Experimental trials for spectral characterization of steel slabs using hyperspectral cameras in the visible and SWIR range. The plates have been heated up using a ceramic oven to reach temperatures around 1300ºC. This first dataset will be used to prototype a classifier to discriminate among different steel alloys based on their composition and to develop a SWIR thermography approach to measure temperature independent on emissivity.

January 2022- Thermography models

The combination of a snapshot camera with the estimation models implemented in an edge device will enable the development of imaging systems capable of providing the temperature maps at video rate.

For the LDL steelworking use case, the target is to estimate high temperatures (500ºC-1500ºC) by combining radiation measurements at different wavelengths without the need of explicit knowledge of emissivity. For that purpose, a multi-wavelength thermography model in the SWIR range was developed. The thermography experiments carried out are based on two different approaches:

  1. Data-driven models applying Machine Learning.
  2. Physics-based models based on theoretical radiation equations.

In addition, the models are developed following a progressive experimental procedure, starting with black bodies, then grey bodies and finally, adapting the models to real steel alloys.
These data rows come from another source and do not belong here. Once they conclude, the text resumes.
PR #4137, opened 2016-12-27
Fixes #17087 - default and overrides values converted to string

orrabin:


dLobatog:
[test foreman]
[test katello]

dLobatog:
@orrabin Why is this not handled on `Foreman::Parameters::Validator#validate!` (which is what validates `default_value`.

Shouldn't that validate that `default_value` is a string, or is the problem that `cast_default_value` goes wrong and does not give you info when you pass non-string values?

orrabin:
@dLobatog the problem is we cast the value and then save it as a non string, if I move it to the validation it will fail the next time the validation runs.

dLobatog:
@orrabin I see, I've been trying different things to move this to the model but nothing really convinces me, it's a problem at the controller level, the model is doing its job just fine. I see other problems, though , let me comment through a review

app/controllers/api/v2/override_values_controller.rb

The experiments performed with the data-driven model for blackbody, graybody and real steel slab show promising results.

Next steps will include the adaptation of the multiwavelength thermography model to the outstanding snapshot HSI SWIR camera developed by PHF and IMEC that has been recently released.

First integration in LDL

AIMEN and RUSSULA team visited LDL for the first integration in July 2021 to install the system including the HSI snapshot mosaic visible camera and the edge device in the entry of the rolling mill. This system will be able to monitor temperature, geometry and composition of the steel slabs. Also, AIROPTIC gas analyzer was installed in the furnace, in which the CO2, O2, steam and temperature will be measured to optimize the process combustion.